Your body is built in a similar fashion. Millions of parts working together to make sure you can get where you are going. What does your body need? It needs a natural fuel source. If you put something in it that it was not designed to handle, it will eventually break down and not run at its optimal levels. You may be able to adapt to various, non-natural foods. Some people may be able to respond better than others. But once you identify what works and consume it, your body will be able achieve and maintain peak performance.

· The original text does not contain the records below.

Issue #666, opened 2023-01-04
[FR] Improve exception handling for rate limiting


skion:
**Is your feature request related to a problem? Please describe.**

When using the SDK to create email action links, such as for password reset or email verifications, Firebase is strongly rate limiting for good reason. However, it is currently impossible to (programmatically) detect whether the reason for failure was indeed rate limiting, or something else, since in both cases a generic `InvalidArgumentError` exception is raised.

**Describe the solution you'd like**

A way to distinguish rate limiting from other client or server side errors, so that my API is able to return 429 or 503 responses with a `Retry-After` header instead of a generic 500 response in those cases.

**Describe alternatives you've considered**

In order to prevent my API from returning generic 500 I'm considering to implement my own rate limiting in front now. However, that is less elegant since I would need to heuristically match Firebase's rate limiting algorithm in order to prevent emitting 500's anyway.

**Additional context**

Currently the `RESET_PASSWORD_EXCEED_LIMIT` error code from Firebase is swallowed and converted into a `INVALID_ARGUMENT` code, because this type of exception is not special-cased:

    InvalidArgumentError('Error while calling Auth service (RESET_PASSWORD_EXCEED_LIMIT).')

Note that the same holds for building email verification links:

    InvalidArgumentError('Error while calling Auth service (TOO_MANY_ATTEMPTS_TRY_LATER).')

In both cases the original code is not introspectable in the exception, except by parsing the error string.

mohitCodepy:
@lahirumaramba , Is anyone actively working on this issue ? If not then please assign me, thanks

skion:
@lahirumaramba @pragatimodi FWIW I linked a PR a while ago that I believe solves this problem. Can someone have a look at it?

PR #695, opened 2023-04-13
Add rate limiting exceptions

skion:
This adds two exception types to enable users to detect rate limited calls which were previously swallowed and converted into a generic `InvalidArgumentError`, making it impossible to detect rate limiting situations and pass that information through to the end user.

This is being discussed in #666.

I chose to inherit from the `ResourceExhaustedError` base exception, which seemed to make most sense.

### DIFF
--- a/firebase_admin/_auth_utils.py
+++ b/firebase_admin/_auth_utils.py
@@ -405,6 +405,20 @@ class UserDisabledError(exceptions.InvalidArgumentError):
         exceptions.InvalidArgumentError.__init__(self, message, cause, http_response)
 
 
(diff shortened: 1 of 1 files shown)


skion:
@pragatimodi Since you are assigned to #666, would you be able to check this out?

skion:
@jonathanedey I see you are mostly maintaining this repo now, is this something you could have a look at?

lahirumaramba (approved):

pragatimodi (approved):

jonathanedey (approved):
Hi @skion, This looks great. Thank you so much for your patience in getting this added!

There are times we tell ourselves that the fuel we consume is the premium high octane stuff when it really isn’t. It is not the natural foods are bodies have adapted to, but rather it is a low grade version packaged to mimic the real stuff. It might even smell and taste like it, but it is not the same. The nutrients are different. You may tell yourself, “No, no, it’s the same, but your body knows the difference. The fake stuff will never be able to replace the real food. Your natural body was not designed to handle the synthetic. If you keep putting garbage in the tank, your engine might just break down.

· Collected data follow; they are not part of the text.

PR #706, opened 2023-06-07
feat(fcm): Add `send_each` and `send_each_for_multicast` for FCM batch send

Doris-Ge:
* Deprecate send_all() and send_multicast() APIs.
* Add new send_each() and send_each_for_multicast() APIs.

`send_each` vs `send_all`

1. `send_each` sends one HTTP request to V1 Send endpoint for each message in the list. `send_all` sends only one HTTP request to V1 Batch Send endpoint to send all messages in the array.
2. `send_each` uses concurrent.futures.ThreadPoolExecutor to run and wait for all `request` calls to complete and construct a `BatchResponse`. An `request` call to V1 Send endpoint either completes with a success or throws an exception. So if an exception is thrown out, the exception will be caught in `send_each` and turned into a `SendResponse` with an exception. Therefore, unlike `send_all`, `send_each` does not always throw an exception for a total failure. It can also return a `BatchResponse` with only exceptions in it.

`send_each_for_multicast` calls `send_each` under the hood.

RELEASE NOTE: `send_all()` and `send_multicast()` APIs are now deprecated. Use `send_each()` and `send_each_for_multicast()` APIs instead.

### DIFF
--- a/.github/workflows/ci.yml
+++ b/.github/workflows/ci.yml
@@ -8,7 +8,7 @@ jobs:
     strategy:
       fail-fast: false
       matrix:
-        python: ['3.7', '3.8', '3.9', '3.10', 'pypy3.7']
+        python: ['3.7', '3.8', '3.9', '3.10', 'pypy3.8']
 
     steps:
     - uses: actions/checkout@v3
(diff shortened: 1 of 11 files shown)


kevinthecheung (approved):

lahirumaramba (approved):
LGTM! Thank you!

Nature never deceives us; it is we who deceive ourselves. –Jean-Jacques Rousseau
I am not promoting what types of food you should eat. Some run on gas, others on diesel. Heck, some people might be able to get by on a blend. But if we tell ourselves that the synthetic is just as good as the natural, we are deceiving ourselves. If we deceive ourselves long enough, our bodies will suffer the effects.
And it is not just in food that we tend to deceive ourselves. We allow outside influences to change the filters through which we view the world. We allow our own biases and beliefs to change our perception of what is real and what is not. We must remove the scales from our eyes and see nature for what it really is and not for what we want it to be. We must learn to see truth.